# How-To: 40Breeder Vert Euro/Sherman Conversion



## asunderco (Apr 4, 2011)

Hi everyone. Thought I'd share briefly how I went about turning my 40 gallon breeder tank into a mix of a Vertical, Sherman vent, Euro Slider. 

EDIT: Some pictures are attached to the bottom of this post. Sorry for the inconvenience.


The beast.








Alright let's build this!

Props to Sherman on this awesome how-to, making his "Sherman Vent". It was straight forward and easy. I ended up going with some No-See-Um I picked up from Amazon for the screen.
http://www.dendroboard.com/forum/parts-construction/90907-sherman-ventilation.html

My completed "Sherman Vent"!








So what I did for the bottom section of this tank was use a 6" x 17 3/8" x 1/4"(thick) piece of glass for the bottom of the tank. I placed it on the INSIDE lip of the standard Aqueon tank. To have the bottom piece of glass fit flush with the black plastic I needed to "trim" out some existing silicone from the tank with a razor blade(this sucks but do it slow and right the first time, otherwise this sucker won't be water tight later and that'll suck even more). Once my silicone trimming was complete, I put fresh silicone beads between the existing aquarium glass and the black lid. I was liberal with the silicone! Then I siliconed my new bottom piece into place also being very liberal, making sure I filled every bottom inch with silicone and using my finger to smooth the beads and to help press the silicone into tighter spaces to reach. I didn't take any pictures of this process because this was a messy process, I was wearing nitrile gloves and was using my iPhone to take the pictures and didn't need or want a phone that I had to clean silicone off of later. 

Now after the bottom of the front has cured its time to silicone your Sherman vent into place. This sweet puppy is going to sit on the top of the bottom glass on the INSIDE of the black lid with the screen of the Sherman vent facing the BACKGROUND of your vertical tank. Silicone into place. I used two Irwin Quick Grips to hold the Sherman vent in place. I also used a bubble level to make sure the Sherman vent was 100% perfectly level. This part was a little tricky but doable with one person.

While my Sherman vent was curing into place, I started on measuring my top vent. My top vent was made from the Home Depot Screen window and door isle. Everything you need (except the No-See-Um screen) all in one place, the frame, corners, spline and spline roller. If I was to do this build again I'd of probably gone with dual Sherman's, one on top and one where we placed our lower one. 

I this picture you'll see top screen installed on the upper INSIDE of the lid just like we did with the bottom piece of glass. I also removed the old silicone in the tank like we did earlier in this thread for the bottom, just this time so screen was flush as well. 
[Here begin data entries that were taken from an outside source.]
PR #17, opened 2017-12-11
Add option to set toplevel folders via parameters from the outside world

### LINKED ISSUE #16: Only check modified addons in a PR run
It isn't useful to check all addons as one has to look at the log if the reason for a failing check is caused by the changed addon or by some other addon.

Razzeee:
@Rechi 

Closes #16

### DIFF
--- a/check_repo.py
+++ b/check_repo.py
@@ -19,7 +19,12 @@ def check_repo():
         os.path.dirname(os.path.realpath(__file__)), os.pardir))
     print("Repo path " + repo_path)
 
-    toplevel_folders = sorted(next(os.walk(repo_path))[1])
+    parameters = sys.argv[1:]
+    if len(parameters) == 0:
+        toplevel_folders = sorted(next(os.walk(repo_path))[1])
+    else:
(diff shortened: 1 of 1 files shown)


Razzeee:
If you edit the travis script, it might be nice to always build master without parameters so that everything get's build and only build pr's with the git diff parameters.

check_repo.py
```diff
@@ -19,7 +19,12 @@ def check_repo():
         os.path.dirname(os.path.realpath(__file__)), os.pardir))
     print("Repo path " + repo_path)
 
-    toplevel_folders = sorted(next(os.walk(repo_path))[1])
+    parameters = sys.argv[1:]
+    if len(parameters) == 0:
+        toplevel_folders = sorted(next(os.walk(repo_path))[1])
+    else:
+        toplevel_folders = sorted(parameters)
```
Rechi: maybe build the intersection of actuall toplevel_folders and parameters to be more fail safe

Razzeee: Talked with rechi and this is not necessary

PR #26, opened 2017-12-28
Add check for transparency

Razzeee:
Ping @romanvm as I hope you have some Pillow knowledge. It should be fine, but needs a double check.


romanvm:
Sorry, I did not reply to you earlier, but I'm not very familiar with PIL/Pillow.

Razzeee:
Well if more png variations pop up we will probably figure it out then :)

PR #32, opened 2018-02-08
[travis] exclude deleted addons from PR check

Rechi:


Rechi:
pushed the fix to all repos which already had a ` .travis` file

Issue #27, opened 2017-12-28
Auto comment found issues on the PR


MartijnKaijser:
When there are issues found it would be nice they would be automatically added as comment on the PR. If need accompanied with url to some helpful page.

Razzeee:
As bulk as one comment or split and on affected line of the file? Pretty different problem. Also we probably need to store our secret somewhere, will have to look if travis is able to do that for us. As the rest is open source.

This seems helpful for the secret stuff: https://damien.pobel.fr/post/github-api-from-travisci/
And this library is the most popular github api for python: https://github.com/PyGithub/PyGithub

MartijnKaijser:
Whatever is easiest which will probably be a bulk comment.

Razzeee:
Yes, spares us quite some work

Razzeee:
I just merged that 🥇

PR #34, opened 2018-02-11
Auto comment on issues found in pull request

mzfr:
It fixes issue #27 

This will help in informing  contributors about the problems in their add-ons.

I have tested it locally but haven't tested it on Travis-CI.

### DIFF
--- a/check_addon.py
+++ b/check_addon.py
@@ -8,6 +8,8 @@ from common import colorPrint, check_config, has_transparency
 
 REL_PATH = ""
 comments = []
+
+
 def _find_file(name, path):
     for file_name in os.listdir(path):
         match = re.match(name, file_name, re.IGNORECASE)
@@ -66,22 +68,27 @@ def start(error_counter, addon_path, config=None):
         if len(addon_xml.findall("*//broken")) == 0:
             file_index = _create_file_index(addon_path)
 
-            error_counter = _check_for_invalid_xml_files(error_counter, file_index)
+            error_counter = _check_for_invalid_xml_files(
+                error_counter, file_index)
 
             error_counter = _check_for_invalid_json_files(
                 error_counter, file_index)
 
-            error_counter = _check_artwork(error_counter, addon_path, addon_xml, file_index)
+            error_counter = _check_artwork(
+                error_counter, addon_path, addon_xml, file_index)
 
             if check_config(config, "check_license_file_exists"):
                 # check if license file is existing
-                error_counter = _addon_file_exists(error_counter, addon_path, "LICENSE\.txt|LICENSE\.md|LICENSE")
+                error_counter = _addon_file_exists(
+                    error_counter, addon_path, "LICENSE\.txt|LICENSE\.md|LICENSE")
 
             if check_config(config, "check_legacy_strings_xml"):
-                error_counter = _check_for_legacy_strings_xml(error_counter, addon_path)
+                error_counter = _check_for_legacy_strings_xml(
+                    error_counter, addon_path)
 
             if check_config(config, "check_legacy_language_path"):
-                error_counter = _check_for_legacy_language_path(error_counter, addon_path)
+                error_counter = _check_for_legacy_language_path(
+                    error_counter, addon_path)
 
             # Kodi 18 Leia + deprecations
             if check_config(config, "check_kodi_leia_deprecations"):
@@ -93,9 +100,11 @@ def start(error_counter, addon_path, config=None):
                     [], [".py", ".xml"])
 
             # General blacklist
-            error_counter = _find_blacklisted_strings(error_counter, addon_path, [], [], [])
+            error_counter = _find_blacklisted_strings(
+                error_counter, addon_path, [], [], [])
 
-            error_counter = _check_file_whitelist(error_counter, file_index, addon_path)
+            error_counter = _check_file_whitelist(
+                error_counter, file_index, addon_path)
         else:
             print("Addon marked as broken - skipping")
 
@@ -110,7 +119,8 @@ def _check_for_invalid_xml_files(error_counter, file_index):
                 # Just try if we can successfully parse it
                 xml.etree.ElementTree.parse(xml_path)
             except xml.etree.ElementTree.ParseError:
-                error_counter = _logProblem(error_counter, "Invalid xml found. %s" % relative_path(xml_path))
+                error_counter = _logProblem(
+                    error_counter, "Invalid xml found. %s" % relative_path(xml_path))
 
     return error_counter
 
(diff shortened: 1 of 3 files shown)


check_repo.py
```diff
@@ -33,15 +32,9 @@ def check_repo():
...
             error_counter = check_addon.start(error_counter, addon_path, config)
-
-    if error_counter["problems"] > 0:
-        colorPrint("We found %s problems and %s warnings, please check the logfile." % (
-            error_counter["problems"], error_counter["warnings"]), "31")
-        sys.exit(1)
-    elif error_counter["warnings"] > 0:
-        # If we only found warnings, don't mark the build as broken
-        colorPrint("We found %s problems and %s warnings, please check the logfile." % (
-            error_counter["problems"], error_counter["warnings"]), "35")
```
Rechi: this should be still kept
- without `sys.exit(1)` PRs won't be marked as failed
- travis log should still output an end result

git_comments.py
```diff
@@ -0,0 +1,34 @@
...
+import json
+import requests
+
+
+def comment_on_pull(errors):
+
+    # These are default Travis variables identifying a pull request
+    # https://docs.travis-ci.com/user/environment-variables/#Default-Environment-Variables
+    repo = os.environ["TRAVIS_REPO_SLUG"]
+    pr = os.environ["TRAVIS_PULL_REQUEST"]
```
Rechi: script also runs for non PR builds so skip the comment if it is not a PR build

check_repo.py
Razzeee: And as an info, this is designed to be able to run on PRs/repos via travis and on your local machine, without modification. So it might make sense to make the github comments opt-in via the `.tests-config.json`?

check_addon.py
```diff
@@ -302,11 +302,12 @@ def _check_file_whitelist(error_counter, file_index, addon_path):
 
 def _logProblem(error_counter, problem_string):
     colorPrint("PROBLEM: %s" % problem_string, "31")
+    comments.append("PROBLEM: %s" % problem_string)
```
Razzeee: Might be nice have a combined api for your comments and the colorPrint interface. As the message should always be identical.

Razzeee:
Thank you for this, looks very promissing. I will try to run it on my github branch via travis as soon as you are able to fix the minors :)

mzfr:
I've fixed the issues and also tested on travis

check_repo.py
```diff
@@ -33,6 +32,9 @@ def check_repo():
         if addon_folder[0] != '.':
             addon_path = os.path.join(repo_path, addon_folder)
             error_counter = check_addon.start(error_counter, addon_path, config)
+    
+    if check_addon.comments:
```
Razzeee: This means that it will only comment when it find problems? Might be nice to always comment with everything is fine with your commit?
Not sure, @MartijnKaijser for spam analysis ;)

Razzeee: This would be the line were you load the config file instead and default to false ;)

MartijnKaijser: When all is fine it already shows the green check mark ;)
Option perhaps would be to use labels like "checks passed" for this instead of a comment? If it fails also set "Checks failed" label.
Of course this also needs to unset/set these when situation changes. This allows to filter the open PRs.

mzfr:
Made few changes suggested by @MartijnKaijser and @Razzeee

mzfr:
@Razzeee I have added option for ```.test-config.json```.

mzfr:
@razzeee Are there any other changes required in this ?

Razzeee:
I'm a bit short on review time at the moment. The only thing you could do is sqash your commits if you know how to do that :)

Razzeee:
I think the travis ci file also needs changes as you added some dependencies that are not installed on ci otherwise

Razzeee:
I took the liberty to add `requests` in the `travis-ci.yml` examples

Razzeee:
It's not perfect yet, check https://github.com/Razzeee/repo-plugins/pull/1 for an example.

I'm not sure if it might be prettier to show the errors in a markdown list? Might get very long, but at least you don't need to scroll horizontally.

mzfr:
@Razzeee  I have made changes suggested by you.

check_repo.py
```diff
@@ -33,7 +32,18 @@ def check_repo():
...
+
+    if check_addon.check_config(config, "comment_on_pull"):
+        if check_addon.comments:
+            GithubAPI().comment_on_pull(check_addon.comments)
+            GithubAPI().set_label(["Checks failed"])
+        else:
+            GithubAPI().remove_label(["Checks failed"])
+            GithubAPI().set_label(["Checks passed"])
+    else:
+        colorPrint("No config file found", "7")
```
Razzeee: This might not mean that the config file is not found, it might mean that it's just set to false

Razzeee:
Tested a bit more and it's failing quiet often due to

```
{'message': "API rate limit exceeded for 52.45.185.117. (But here's the good news: Authenticated requests get a higher rate limit. Check out the documentation for more details.)", 'documentation_url': 'https://developer.github.com/v3/#rate-limiting'}
```

check_repo.py
mzfr: I think I should remove this because if someone is intentionally going to set config to false then we don't have to show them any message saying "Config is set to false".

mzfr:
@Razzeee I have made the changes so now API Rate limit have increased from 60 to 5000(It's the [maximum](https://developer.github.com/v3/#rate-limiting)).

Razzeee:
Seems awy more relyable 🎉 

But formatting is still off https://github.com/Razzeee/repo-plugins/pull/1#issuecomment-369303762

check_addon.py
```diff
@@ -320,11 +339,13 @@ def relative_path(file_path):
...
```
Razzeee: Maybe we can have two lists, comments_problem and problems_warning. Then we could omit the PROBLEM: and WARNING: on each line and just write it one time followed by the respective comment list.

mzfr:
@Razzeee I have made changes suggested by you

Razzeee:
This is perfect, thank you 🌮 

And sorry for taking so long to review and having you go back so many times 💃

Razzeee:
Crap, would have been to easy.
Just tried to set it up and it keeps failing due to the `GITHUB_TOKEN` enviroment variable not being set anymore.
https://docs.travis-ci.com/user/pull-requests/#Pull-Requests-and-Security-Restrictions

mzfr:
@Razzeee Wow, this is bad. There must be some recourse against this, right? Considering so many other tools do this GitHub comments thing. 

At worst, we would have to stop using Travis CI and maybe dedicate our own server for this, which would work via GitHub events hook API. We could try to use [existing tools](https://github.com/bluzi/travis-buddy) for this or try to come up with our own lean implementation in Python. for. eg. [this is](https://github.com/VSCodeVim/Vim/pull/2350#issuecomment-362044605) how TravisBuddy's comments look, notice that they are on a pull created from a fork of the repo.

But perhaps there is a better way to deal with this?

MartijnKaijser:
I think we'll have to add some github hook which we can grant access to be able to comment

Razzeee:
Well that travis buddy is running on their own infrastructure which obviously can keep the api key secret. While we try to let travis do that for us :/

PR #35, opened 2018-02-14
Add schema validation

### LINKED ISSUE #33: Verify addon.xml against a xml schema
I don't think we have a schema but we could create one.

mzfr:
Fixes #33 

I have tested many addon.xml files against the schema's but none of them matches.I have taken schema's definitions from [Here](https://github.com/xbmc/xbmc/tree/master/addons)

I am not sure if this is the correct way of doing it or not.I think we'll have to create a new schema for addon.xml but again I am not sure.

Let me know about all the changes that are required.

### DIFF
--- a/kodi_addon_checker/check_addon.py
+++ b/kodi_addon_checker/check_addon.py
@@ -16,6 +16,7 @@ from . import check_files
 from . import check_string
 from . import check_py3_compatibility
 from . import common
+from . import schema_validation
 
 ROOT_URL = "http://mirrors.kodi.tv/addons/{branch}/addons.xml.gz"
 LOGGER = logging.getLogger(__name__)
@@ -39,6 +40,8 @@ def start(addon_path, branch_name, all_repo_addons, pr, config=None):
     if addon_xml is not None:
         if len(addon_xml.findall("*//broken")) == 0:
             file_index = handle_files.create_file_index(addon_path)
+
+            schema_validation.schemas(addon_report, parsed_xml, branch_name)
 
             check_dependencies.check_addon_dependencies(addon_report, repo_addons, parsed_xml, branch_name)
 
--- a/kodi_addon_checker/schema_validation.py
+++ b/kodi_addon_checker/schema_validation.py
@@ -1,0 +1,116 @@
+from os.path import abspath, dirname, join, exists, split
+import copy
+import logging
+import xmlschema
+
+from .report import Report
+from .record import PROBLEM, Record, INFORMATION
+
+XML_SCHEMA = join(dirname(__file__), 'xml_schema')
+LOGGER = logging.getLogger(__name__)
+
+
+def schemas(report: Report, CONST_parsed_xml, branch_name):
+    """validates XML file with existing schemas
+    :parsed_xml: parsed data from an XML file
+    """
+    parsed_xml = copy.copy(CONST_parsed_xml)
+    failed, metadatacount, valid = _validation_checks(report, parsed_xml, branch_name)
+
+    root_schema = join(XML_SCHEMA, 'addon.xsd')
+    if not _validate(parsed_xml, root_schema):
+        report.add(Record(PROBLEM, "Schema validation failed for root addon element"))
+        valid = False
+
+    if metadatacount == 0:
+        report.add(Record(PROBLEM, 'Metadata missing/occurred more than once'))
+
+    if valid:
+        report.add(Record(INFORMATION, "Valid XML file found"))
+    elif failed:
+        report.add(Record(PROBLEM, "Schema validation failed for the following points: %s " % ''.join(failed)))
+
+
+def _validation_checks(report: Report, parsed_xml, branch_name):
+    """Perform certain checks on the XML elements and extension point
+    """
+    metadatacount = 0
+    valid = True
+    failed = []
+    valid_points = {
+        'kodi.context.item': 'contextitem.xsd',
+        'kodi.game.controller': 'controller.xsd',
+        'kodi.resource.games': 'games.xsd',
+        'kodi.resource.images': 'images.xsd',
+        'kodi.resource.language': 'language.xsd',
+        'kodi.addon.metadata': 'metadata.xsd',
+        'kodi.resource.uisounds': 'uisounds.xsd',
+        'xbmc.addon.metadata': 'metadata.xsd',
+        'xbmc.addon.repository': 'repository.xsd',
+        'xbmc.gui.skin': 'skin.xsd',
+        'xbmc.metadata.scraper.albums': 'scraper.xsd',
+        'xbmc.metadata.scraper.artists': 'scraper.xsd',
+        'xbmc.metadata.scraper.movies': 'scraper.xsd',
+        'xbmc.metadata.scraper.musicvideos': 'scraper.xsd',
+        'xbmc.metadata.scraper.tvshows': 'scraper.xsd',
+        'xbmc.metadata.scraper.library': 'scraper.xsd',
+        'xbmc.python.script': 'script.xsd',
+        'xbmc.python.lyrics': 'script.xsd',
+        'xbmc.python.weather': 'script.xsd',
+        'xbmc.python.library': 'script.xsd',
+        'xbmc.python.pluginsource': 'pluginsource.xsd',
+        'xbmc.python.module': 'script.xsd',
+        'xbmc.service': 'service.xsd',
+        'xbmc.subtitle.module': 'script.xsd',
+        'xbmc.ui.screensaver': 'script.xsd',
+        'xbmc.webinterface': 'webinterface.xsd',
+    }
+
+    for extension in parsed_xml.findall("extension"):
+        extension_point = extension.get("point")
+        if extension_point in valid_points:
+            schema_path = check_version(branch_name, valid_points[extension_point])
+
+            if schema_path:
+                if extension_point == "xbmc.addon.metadata" or extension_point == "kodi.addon.metadata":
+                    metadatacount += 1
+
+                if not exists(schema_path):
+                    report.add(Record(PROBLEM, "%s doesn't exist" % schema_path))
+                    continue
+
+                if not _validate(extension, schema_path):
+                    failed.append(extension_point)
+                    valid = False
+
+                parsed_xml.remove(extension)
+            else:
+                report.add(Record(PROBLEM, "schema for %s doesn't exists" % extension_point))
+        else:
+            report.add(Record(PROBLEM, "%s is not a valid extension point" % extension_point))
+            valid = False
+
+    return failed, metadatacount, valid
+
+
+def _validate(xml, schemapath):
+    """Validates given XML file/element with a given schema
+
+    :xml: parsed xml element/file
+    :schemapath: path to a schema file
+    """
+    schema = xmlschema.XMLSchema(schemapath)
+    for error in schema.iter_errors(xml):
+        print(error)
+    return schema.is_valid(xml)
+
+
+def check_version(branch_name, schema_file):
+    all_branches = ['leia', 'krypton', 'jarvis', 'isengard', 'helix', 'gotham']
+    branches = all_branches[all_branches.index(branch_name)::1]
+    for branch in branches:
+        file = branch + '_' + schema_file
+        schema_file_path = join(XML_SCHEMA, file)
+        if exists(schema_file_path):
+            return schema_file_path
+    return None
--- a/README.md
+++ b/README.md
@@ -39,6 +39,8 @@ It can also be used locally for detecting problems in your addons.
 
 - Check specific [version attribute](https://kodi.wiki/view/Addon.xml#version_attribute_2)
 
+- Validate addon.xml against schemas
+
 All of the validation and checks are done according to the kodi [addon rules](https://kodi.wiki/view/Add-on_rules)
 
 ## Installation
--- a/kodi_addon_checker/xml_schema/addon.xsd
+++ b/kodi_addon_checker/xml_schema/addon.xsd
@@ -1,0 +1,24 @@
+<?xml version="1.0" encoding="UTF-8"?>
+<xs:schema xmlns:xs="http://www.w3.org/2001/XMLSchema">
+  <xs:element name="addon">
+    <xs:complexType>
+      <xs:sequence>
+        <xs:element name="requires" type="requiresType" minOccurs="0" maxOccurs="1"/>
+      </xs:sequence>
+      <xs:attribute name="id" type="xs:string" use="required"/>
+      <xs:attribute name="name" type="xs:string" use="required"/>
+      <xs:attribute name="version" type="xs:string" use="required"/>
+      <xs:attribute name="provider-name" type="xs:string" use="required"/>
+    </xs:complexType>
+  </xs:element>
+  <xs:complexType name="requiresType">
+    <xs:sequence>
+      <xs:element name="import" type="importType" minOccurs="0" maxOccurs="unbounded"/>
+    </xs:sequence>
+  </xs:complexType>
+  <xs:complexType name="importType">
+    <xs:attribute name="addon" type="xs:string" use="required"/>
+    <xs:attribute name="version" type="xs:string"/>
+    <xs:attribute name="optional" type="xs:boolean"/>
+  </xs:complexType>
+</xs:schema>
--- a/kodi_addon_checker/xml_schema/gotham_images.xsd
+++ b/kodi_addon_checker/xml_schema/gotham_images.xsd
@@ -1,0 +1,16 @@
+<?xml version="1.0" encoding="UTF-8"?>
+<!DOCTYPE schema PUBLIC "-//W3C//DTD XMLSCHEMA 200102//EN" "http://www.w3.org/2001/XMLSchema.dtd">
+<xs:schema xmlns:xs="http://www.w3.org/2001/XMLSchema">
+  <xs:element name="extension">
+    <xs:complexType>
+      <xs:attribute name="point" type="simpleIdentifier" use="required"/>
+      <xs:attribute name="compile" type="xs:boolean"/>
+      <xs:attribute name="type" type="xs:string"/>
+    </xs:complexType>
+  </xs:element>
+  <xs:simpleType name="simpleIdentifier">
+    <xs:restriction base="xs:string">
+      <xs:pattern value="kodi\.resource\.images"/>
+    </xs:restriction>
+  </xs:simpleType>
+</xs:schema>
--- a/kodi_addon_checker/xml_schema/gotham_metadata.xsd
+++ b/kodi_addon_checker/xml_schema/gotham_metadata.xsd
@@ -1,0 +1,71 @@
+<?xml version="1.0" encoding="UTF-8"?>
+<!DOCTYPE schema PUBLIC "-//W3C//DTD XMLSCHEMA 200102//EN" "http://www.w3.org/2001/XMLSchema.dtd">
+<xs:schema xmlns:xs="http://www.w3.org/2001/XMLSchema">
+  <xs:element name="extension">
+    <xs:complexType>
+      <xs:choice maxOccurs="unbounded">
+        <xs:element name="summary" type="translatedString" minOccurs="1" maxOccurs="unbounded"/>
+        <xs:element name="description" type="translatedString" minOccurs="0" maxOccurs="unbounded"/>
+        <xs:element name="disclaimer" type="translatedString" minOccurs="0" maxOccurs="unbounded"/>
+        <xs:element name="platform" type="platformList" minOccurs="0"/>
+        <xs:element name="language" type="xs:string"  minOccurs="0" maxOccurs="1"/>
+        <xs:element name="license" type="xs:string"  minOccurs="0" maxOccurs="1" />
+        <xs:element name="forum" type="xs:string" minOccurs="0" maxOccurs="1"/>
+        <xs:element name="website" type="xs:string" minOccurs="0" maxOccurs="1"/>
+        <xs:element name="source" type="xs:string" minOccurs="0" maxOccurs="1"/>
+        <xs:element name="email" type="xs:string" minOccurs="0" maxOccurs="1"/>
+        <xs:element name="broken" type="xs:string" minOccurs="0" maxOccurs="1"/>
+        <xs:element name="news" type="xs:string" minOccurs="0" maxOccurs="1"/>
+        <xs:element name="reuselanguageinvoker" type="xs:boolean" minOccurs="0" maxOccurs="1"/>
+        <xs:element name="assets" type="assetsList" minOccurs="0" maxOccurs="1"/>
+      </xs:choice>
+      <xs:attribute name="point" type="xs:string" use="required"/>
+      <xs:attribute name="id" type="simpleIdentifier"/>
+      <xs:attribute name="name" type="xs:string"/>
+    </xs:complexType>
+  </xs:element>
+  <xs:simpleType name="simpleIdentifier">
+    <xs:restriction base="xs:string">
+      <xs:pattern value="(kodi|xbmc)\.addon\.metadata"/>
+    </xs:restriction>
+  </xs:simpleType>
+  <xs:complexType name="translatedString">
+    <xs:simpleContent>
+      <xs:extension base="xs:string">
+        <xs:attribute name="lang" type="langIdentifier" use="required"/>
+      </xs:extension>
+    </xs:simpleContent>
+  </xs:complexType>
+  <xs:simpleType name="platformType">
+    <xs:restriction base="xs:string">
+      <xs:enumeration value="linux"/>
+      <xs:enumeration value="osx"/>
+      <xs:enumeration value="osx64"/>
+      <xs:enumeration value="osx32"/>
+      <xs:enumeration value="ios"/>
+      <xs:enumeration value="windx"/>
+      <xs:enumeration value="windows"/>
+      <xs:enumeration value="windowsstore"/>
+      <xs:enumeration value="android"/>
+      <xs:enumeration value="freebsd"/>
+      <xs:enumeration value="all"/>
+    </xs:restriction>
+  </xs:simpleType>
+  <xs:simpleType name="langIdentifier">
+    <xs:restriction base="xs:string">
+      <xs:pattern value="[a-z]{2,3}(_[A-Z]{2}(@\S+)?)?"/>
+    </xs:restriction>
+  </xs:simpleType>
+  <xs:complexType name="assetsList">
+    <xs:choice maxOccurs="unbounded">
+        <xs:element name="icon" type="xs:string" minOccurs="0" maxOccurs="1"/>
+        <xs:element name="fanart" type="xs:string" minOccurs="0" maxOccurs="1"/>
+        <xs:element name="screenshot" type="xs:string" minOccurs="0"/>
+        <xs:element name="clearlogo" type="xs:string" minOccurs="0" maxOccurs="1"/>
+        <xs:element name="banner" type="xs:string" minOccurs="0" maxOccurs="1"/>
+    </xs:choice>
+  </xs:complexType>
+  <xs:simpleType name="platformList">
+    <xs:list itemType="platformType"/>
+  </xs:simpleType>
+</xs:schema>
--- a/kodi_addon_checker/xml_schema/gotham_pluginsource.xsd
+++ b/kodi_addon_checker/xml_schema/gotham_pluginsource.xsd
@@ -1,0 +1,49 @@
+<?xml version="1.0" encoding="UTF-8"?>
+<!DOCTYPE schema PUBLIC "-//W3C//DTD XMLSCHEMA 200102//EN" "http://www.w3.org/2001/XMLSchema.dtd">
+<xs:schema xmlns:xs="http://www.w3.org/2001/XMLSchema">
+  <xs:element name="extension">
+    <xs:complexType>
+      <xs:choice maxOccurs="unbounded">
+        <xs:element name="provides" type="providesList" minOccurs="0" maxOccurs="1"/>
+        <xs:element name="medialibraryscanpath" type="pathType" minOccurs="0" maxOccurs="unbounded"/>
+      </xs:choice>
+      <xs:attribute name="point" type="xs:string" use="required"/>
+      <xs:attribute name="id" type="simpleIdentifier"/>
+      <xs:attribute name="name" type="xs:string"/>
+      <xs:attribute name="library" type="xs:string" use="required"/>
+    </xs:complexType>
+  </xs:element>
+  <xs:simpleType name="simpleIdentifier">
+    <xs:restriction base="xs:string">
+      <xs:pattern value="xbmc\.python\.pluginsource"/>
+    </xs:restriction>
+  </xs:simpleType>
+  <xs:simpleType name="providesType">
+    <xs:restriction base="xs:string">
+      <xs:enumeration value="audio"/>
+      <xs:enumeration value="executable"/>
+      <xs:enumeration value="game"/>
+      <xs:enumeration value="image"/>
+      <xs:enumeration value="video"/>
+    </xs:restriction>
+  </xs:simpleType>
+  <xs:simpleType name="providesList">
+    <xs:list itemType="providesType"/>
+  </xs:simpleType>
+  <xs:simpleType name="contentType">
+    <xs:restriction base="xs:string">
+      <xs:enumeration value="albums"/>
+      <xs:enumeration value="artists"/>
+      <xs:enumeration value="movies"/>
+      <xs:enumeration value="musicvideos"/>
+      <xs:enumeration value="tvshows"/>
+    </xs:restriction>
+  </xs:simpleType>
+  <xs:complexType name="pathType">
+    <xs:simpleContent>
+      <xs:extension base="xs:string">
+        <xs:attribute name="content" type="contentType" use="required"/>
+      </xs:extension>
+    </xs:simpleContent>
+  </xs:complexType>
+</xs:schema>
--- a/kodi_addon_checker/xml_schema/gotham_repository.xsd
+++ b/kodi_addon_checker/xml_schema/gotham_repository.xsd
@@ -1,0 +1,44 @@
+<?xml version="1.0" encoding="UTF-8"?>
+<!DOCTYPE schema PUBLIC "-//W3C//DTD XMLSCHEMA 200102//EN" "http://www.w3.org/2001/XMLSchema.dtd">
+<xs:schema xmlns:xs="http://www.w3.org/2001/XMLSchema">
+  <xs:element name="extension">
+    <xs:complexType>
+      <xs:sequence>
+        <xs:element name="dir" type="dirItem" minOccurs="1" maxOccurs="unbounded"/>
+      </xs:sequence>
+      <xs:attribute name="point" type="xs:string" use="required"/>
+      <xs:attribute name="id" type="simpleIdentifier"/>
+      <xs:attribute name="name" type="xs:string"/>
+    </xs:complexType>
+  </xs:element>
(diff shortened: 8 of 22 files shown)


MartijnKaijser:
i'm against pulling in these schemes cause if they change we would need to sync them again. Best would be to pull them from xbmc git on the fly

mzfr:
These xsd come from different folders in the xbmc repo. Do you want me to put the link to these in the code?

tamland:
The schemas aren't complete though. They're only for the 'extension-point' elements, and not even all of them. Maybe you can fix this in the main repo and make it complete? 

Feel free to move them all into one file too. (But imo is not really a big deal to copy-paste. I changes like once a year)

Razzeee:
@tamland do we use the schemas for anything at the moment? Just wondering as you point out that they are not complete

tamland:
@Razzeee no, they're just used as documentation really.

mzfr:
@tamland What do you mean by schemas are not complete ?And what all schemas are missing ?

tamland:
I mean the schemas are just what's inside the extention-point elements. There's no schema for the `<addon>` element. And the metadata one is missing `assets` for instance. (you'll have to check against source for the complete list)

mzfr:
@tamland I am willing to complete the schemas but I am really not sure how I am supposed to do it. So maybe you can provide some kind of outline for them or maybe you can complete any one of the schemas and then I'll use it as a reference for completing other schemas.

tamland:
@mzfr You need to write the actual schema definition so they can be used to verify addon.xml (thats' what you want to achieve right?) Here's a start that checks `<addon>`, `<requires>` and `<import>`:
http://www.utilities-online.info/xsdvalidation/?save=bc408307-8a02-4aab-908a-ae4141c02bdc-xsdvalidation
Do the same for `<extension>` element: defined types for it and include everything from the existing .xsd files to make it complete.

tamland:
Here's another example the verifies that `<extension point="xbmc.addon.metadata">` occurs exactly once: http://www.utilities-online.info/xsdvalidation/?save=60fc9516-796d-4ccb-b610-9d570261d4a2-xsdvalidation (probably a million different ways you can do this; this is just *one* example)

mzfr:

Also in the picture you might have noticed a clear "gap" between the top screen and another black piece of trim. That is a piece of glass siliconed in against the screen on the INSIDE of the tank lip to attach the Euro slider door track to. This "E" track is wider than the screen frame so the glass gives it a little more room to attach itself to.










Here is a bad iPhone picture of my purple couch, more importantly is the out of focus inner upper left hand side of the tank. The blue painters tape is helping to hold the E track into place which is also flush with the inner lid of the tank.









A picture of the inner bottom right hand side of the tank with the E track now install on the bottom.








Another picture of the inner bottom right hand side of the tank with the side E track installed into place. These side pieces I did not make flush with the inner tank lid. I made sure they met evenly with the bottom and top E track. The Q Tip is shoved into that gap to insure silicone does not find its way into the small gap meetings of the tracks. This means the doors can slide all the way closed without there being a gap because of silicone.









Another corner. Again apologies for the crappy phone pics...









All cured up with doors installed! The doors were cut AFTER everything else was in place and cured! This was to insure the doors were cut to the frame! the tape is temporary. Now I just need to get my hands on two glass marbles for some handles! 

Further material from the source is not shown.